Лоу так и сделал, и услышал щелчок.
— Это все, Мэй?
— Должно быть, если Фриц засунул в неё свежую батарейку. Я думаю, что спуск там лекстрический.[356]
— Если он этого не сделал, то я пойду туда и сожру его мозг, — сказал Лоу. Его глаза сверкали, когда он подошел к стеклянному окну с золотой надписью Дрю Т. Бэрри и положил базуку на плечо, полностью подражая тому, что видел в боевиках.
— Отойди-ка, брат!
Батарея ударно-спускового механизма оказалась просто прекрасной. Последовал негромкий вууух. Огненный выхлоп вылетел из раструба. Окно вывалилось на улицу, и прежде чем кто-либо успел сделать вдох, приемная департамента шерифа взорвалась.

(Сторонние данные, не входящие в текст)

PR #385, opened 2026-09-10
feat(bot): Branch filter

### LINKED ISSUE #375: Branch filter on PR-Workflow operations
Originates from #374

## Quality assessment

Куски кирпича песочного цвета и осколки стекла дождем падали по улице.
— Яяяя-хуууу! — Мэй шлепнул брата по спине. — Ты это видел, брат?
— А то, — ответил Лоу. Где-то глубоко внутри разрушенного департамента сработала сигнализация. Отовсюду сбегались любопытные. Фасад здания представлял собой зияющий рот, наполненный сломанными зубами. Они могли видеть пламя внутри, и документы, которые трепетали вокруг, словно певчие птицы. — Перезаряди-ка.
Мэй совместил ребра второго снаряда с пазами трубы и крепко зафиксировал его.
— Готово! — Мэй прыгал от волнения. Это было веселее, чем когда они бросили динамитную шашку в резервуар для разведения форели в Тупело-Кроссинг.
— Ложись! — Крикнул Лоу, и нажал на курок базуки. Граната пролетела через улицу в клубах дыма. Люди, которые вышли поглядеть, увидев её, поджав хвост, валились на асфальт. Второй взрыв раскурочил центр здания. Линни, спящая в коконе, пережила первый взрыв, но не второй. Мотыльки взлетели с того места, где она лежала, и вспыхнули.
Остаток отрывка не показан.